• **EXERCISE BRIEF**
Write out the stretch of lines below that begins at the line with "To allow decoupling" and ends at the line with "big_document_ids: true", including both, exactly as given and nothing more.

• **AVAILABLE DATA**
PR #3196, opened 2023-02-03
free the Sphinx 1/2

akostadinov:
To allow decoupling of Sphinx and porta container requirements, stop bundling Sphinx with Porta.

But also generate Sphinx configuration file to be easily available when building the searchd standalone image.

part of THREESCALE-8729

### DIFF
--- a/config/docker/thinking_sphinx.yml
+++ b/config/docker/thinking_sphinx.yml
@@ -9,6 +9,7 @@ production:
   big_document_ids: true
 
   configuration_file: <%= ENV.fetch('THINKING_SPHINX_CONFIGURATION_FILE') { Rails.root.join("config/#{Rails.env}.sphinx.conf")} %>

* * *

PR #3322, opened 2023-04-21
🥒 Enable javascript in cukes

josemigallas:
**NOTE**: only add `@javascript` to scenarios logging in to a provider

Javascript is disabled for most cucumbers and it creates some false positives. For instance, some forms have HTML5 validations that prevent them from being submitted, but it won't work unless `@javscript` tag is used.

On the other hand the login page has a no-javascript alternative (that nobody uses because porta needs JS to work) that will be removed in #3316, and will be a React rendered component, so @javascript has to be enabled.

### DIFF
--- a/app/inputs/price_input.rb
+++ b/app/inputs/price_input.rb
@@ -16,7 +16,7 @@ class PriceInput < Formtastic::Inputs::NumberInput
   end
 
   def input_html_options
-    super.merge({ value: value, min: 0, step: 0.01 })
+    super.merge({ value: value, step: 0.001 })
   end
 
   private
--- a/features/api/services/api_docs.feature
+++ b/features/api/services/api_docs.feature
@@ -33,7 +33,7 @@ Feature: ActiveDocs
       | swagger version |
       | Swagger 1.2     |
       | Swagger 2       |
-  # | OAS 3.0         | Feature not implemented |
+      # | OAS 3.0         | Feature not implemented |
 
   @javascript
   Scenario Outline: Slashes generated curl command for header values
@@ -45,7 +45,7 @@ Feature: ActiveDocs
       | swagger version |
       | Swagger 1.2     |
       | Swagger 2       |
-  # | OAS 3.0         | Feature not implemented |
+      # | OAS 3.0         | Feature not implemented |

• **OUTPUT OF THE TASK**
To allow decoupling of Sphinx and porta container requirements, stop bundling Sphinx with Porta.

But also generate Sphinx configuration file to be easily available when building the searchd standalone image.

part of THREESCALE-8729

### DIFF
--- a/config/docker/thinking_sphinx.yml
+++ b/config/docker/thinking_sphinx.yml
@@ -9,6 +9,7 @@ production:
   big_document_ids: true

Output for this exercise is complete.